** Opening STUDY MATERIAL block **

PR #6842, opened 2023-03-12
Fix out-of-order reference check -- remove first-def-locs sharing & checking undeclared constants

aadi-stripe:
Makes two changes, one refactor and one feature change.

1. Removes cross-treewalk sharing of `firstDefinitionLocs` in resolver. For the purpose of out-of-order checking, it turns out that cross-walk-sharing is unnecessary, and purely local resolution is enough. Thus, we do not need to maintain this info after the first resolution pass of a file.

2. Turns off the out-of-order reference check for undeclared namespaces, e.g.
```
X = A # out-of-order, but we won't report it now, because `A` is an "undeclared" filler namespace

module A::C
end
```

### Motivation

**For change 1**
This change simplifies the logic and mitigates memory issues and crashes. We don't hold on to shared pointers after a walk is finished; the RAII of the walk works more intuitively.

**For change 2**
I had made a fix https://github.com/sorbet/sorbet/pull/6777 for the out-of-order reference check crashing on the fast path. This creates some other issues, however. To explain, I'm going to provide a bit of background context:

_Background for #6777_ 
The out-of-order reference check was crashing on the fast path due to undeclared namespaces not updating locs across edits, e.g. consider the same above file:
```
X = A

module A::C
end
```

On the fast-path, we were crashing in `checkReferenceOrder` if there was an edit that **moved up** the declaration of `module A::C`. This was because `A` is an undeclared namespace -- for which we didn't used to update locs on the fast path, as per the reason given [here](https://github.com/sorbet/sorbet/pull/6777/files#diff-199cb30223d3e0c80ca7608d1f39363f1dfc9b153f51638bf741c01dfbd128a0L1178-L1183). When we don't update the loc, the `beginError` logic necessarily crashes because the previously preserved `loc` exceeds the size of the updated source file.

I made https://github.com/sorbet/sorbet/pull/6777 which changes the behavior to update undeclared symbol locs if the symbol is defined in the same file. This mitigated the crashes and other issues called out in that linked comment. 

_Problem caused by #6777_
However, this created a situation where code like this incorrectly reports an OOO error:

```
class Baz::A # line 1
  p(Baz) # this incorrectly reports an error
end

class Baz::B # line 5
end
```

This happens because after #6777, the loc of `Baz` gets recorded as line 5. `Baz` is an undeclared namespace, defined only in this file -- and so, the change in #6777 effectively pushes the **last** **seen** loc as the canonical loc of `Baz` as the namer passes over the file. This behavior is regardless of fast-path, slow-path, etc. For most cases where we need the canonical loc for an undeclared namespace, this is harmless. But it causes an issue for the ooo check.

There are 2 options here:
1). Fix the ooo check to handle undeclared namespaces "properly". This will require a bit of work.
2). Don't report undeclared namespaces.

I think 2) is okay. From a Ruby standpoint, `class X::A` is _not_ a declaration of `X` at all. So there's no practical reason for us to check out-of-order-ness relative to such declarations.

The obvious question is: now that I'm removing undeclared namespace checking completely the from out-of-order enforcement, should I also revert #6777 ? I think the answer to that (somewhat counter-intuitively) is no. I think that #6777 is good for other reasons. The previous loc update logic in the namer caused other issues during fast-path updates, so it's still valuable to have that fix.

### Test plan

### DIFF
--- a/resolver/resolver.cc
+++ b/resolver/resolver.cc
@@ -139,7 +139,7 @@ private:
     // There will be a map like this for each file that resolver processes, but it will outlive the initial treewalk
     // to find ConstantResolutionItems and only get released once all ConstantResolutionItems for that file have been
     // handled.
-    shared_ptr<UnorderedMap<core::SymbolRef, core::LocOffsets>> firstDefinitionLocs;
+    UnorderedMap<core::SymbolRef, core::LocOffsets> firstDefinitionLocs;
 
     // Increments to track whether we're at a class top level or whether we're inside a block/method body.
     int loadScopeDepth_;
@@ -150,7 +150,6 @@ private:
         bool resolutionFailed = false;
         bool possibleGenericType = false;
         bool loadTimeScope = false;
-        shared_ptr<UnorderedMap<core::SymbolRef, core::LocOffsets>> firstDefinitionLocs;
 
         ConstantResolutionItem() = default;
         ConstantResolutionItem(const shared_ptr<Nesting> &scope, ast::ConstantLit *lit) : scope(scope), out(lit) {}
@@ -317,13 +316,13 @@ private:
     // then, report an error.
     static void
     checkReferenceOrder(core::Context ctx, core::SymbolRef resolutionResult, const ast::UnresolvedConstantLit &c,
-                        const shared_ptr<UnorderedMap<core::SymbolRef, core::LocOffsets>> &firstDefinitionLocs) {
+                        UnorderedMap<core::SymbolRef, core::LocOffsets> &firstDefinitionLocs) {
         if (!ctx.file.data(ctx).isRBI() && resolutionResult.exists() &&
             resolutionResult.isOnlyDefinedInFile(ctx.state, ctx.file)) {
             core::LocOffsets defLoc;
-            const auto it = firstDefinitionLocs.get()->find(resolutionResult);
+            const auto it = firstDefinitionLocs.find(resolutionResult);
 
-            if (it != firstDefinitionLocs.get()->end()) {
+            if (it != firstDefinitionLocs.end()) {
                 // Use the loc from the local first defs table, if it exists.
                 // When the symbol is declared multiple times in the same file, we want to ensure that
                 // we compare against the *first* definition.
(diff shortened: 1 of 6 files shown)


jez:
Before I forget to mention it after the review, thanks for the PR description, it makes sense to me.

> The obvious question is: now that I'm removing undeclared namespace checking completely the from out-of-order enforcement, should I also revert #6777 ?

No, we should not revert. I believe it would have been possible to make other test cases that also crash due to those locs not getting updated on the fast path. (Any locs being stale means that those locs can effectively never appear in error messages or else cause some low-volume number of crashes, which, if a loc can't be used in error messages then what good is it?)

resolver/resolver.cc
```diff
@@ -317,13 +316,13 @@ class ResolveConstantsWalk {
     // then, report an error.
     static void
     checkReferenceOrder(core::Context ctx, core::SymbolRef resolutionResult, const ast::UnresolvedConstantLit &c,
-                        const shared_ptr<UnorderedMap<core::SymbolRef, core::LocOffsets>> &firstDefinitionLocs) {
+                        UnorderedMap<core::SymbolRef, core::LocOffsets> &firstDefinitionLocs) {
```
jez: Should we still take this as a `const &`?

resolver/resolver.cc
```diff
@@ -1362,7 +1356,8 @@ class ResolveConstantsWalk {
             const bool possibleGenericType = false;
             if (resolveConstantJob(ctx, nesting_, constant, resolutionFailed, possibleGenericType)) {
                 categoryCounterInc("resolve.constants.nonancestor", "firstpass");
-                if (loadScopeDepth_ == 0) {
+                if (loadScopeDepth_ == 0 && (!constant->symbol.isClassOrModule() ||
+                                             constant->symbol.asClassOrModuleRef().data(ctx)->isDeclared())) {
```
jez, line 1359: Do you think it's worth briefly mentioning why we only report reference order for declared comments?

> While Sorbet treats `class A::B; end` like an implicit definition of `A`, it's actually a
> reference of `A`--Ruby will require a proper definition of `A` elsewhere. Long term,
> Sorbet should be taught to emit errors when these references are not actually defined,
> matching Ruby's behavior. Then the reference order checks will be able to check all
> references against their definitions, and not limit them to only isDeclared symbols here.
>
> (Historically, Stripe's custom autoloader used static analysis to predeclare these
> intermediate namespaces, so they would always be defined at the right time. As Stripe's
> codebase moves away from this legacy autoloader, it will be easier to introduce such
> changes into Sorbet.)

jez (approved):
Great change, thanks!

** Closing STUDY MATERIAL block **

## [INSTRUCTIONS TO FOLLOW]
Sift the data above for lines with "find", then copy each one.

## [COMPLETED EXERCISE]
     // to find ConstantResolutionItems and only get released once all ConstantResolutionItems for that file have been
-            const auto it = firstDefinitionLocs.get()->find(resolutionResult);
+            const auto it = firstDefinitionLocs.find(resolutionResult);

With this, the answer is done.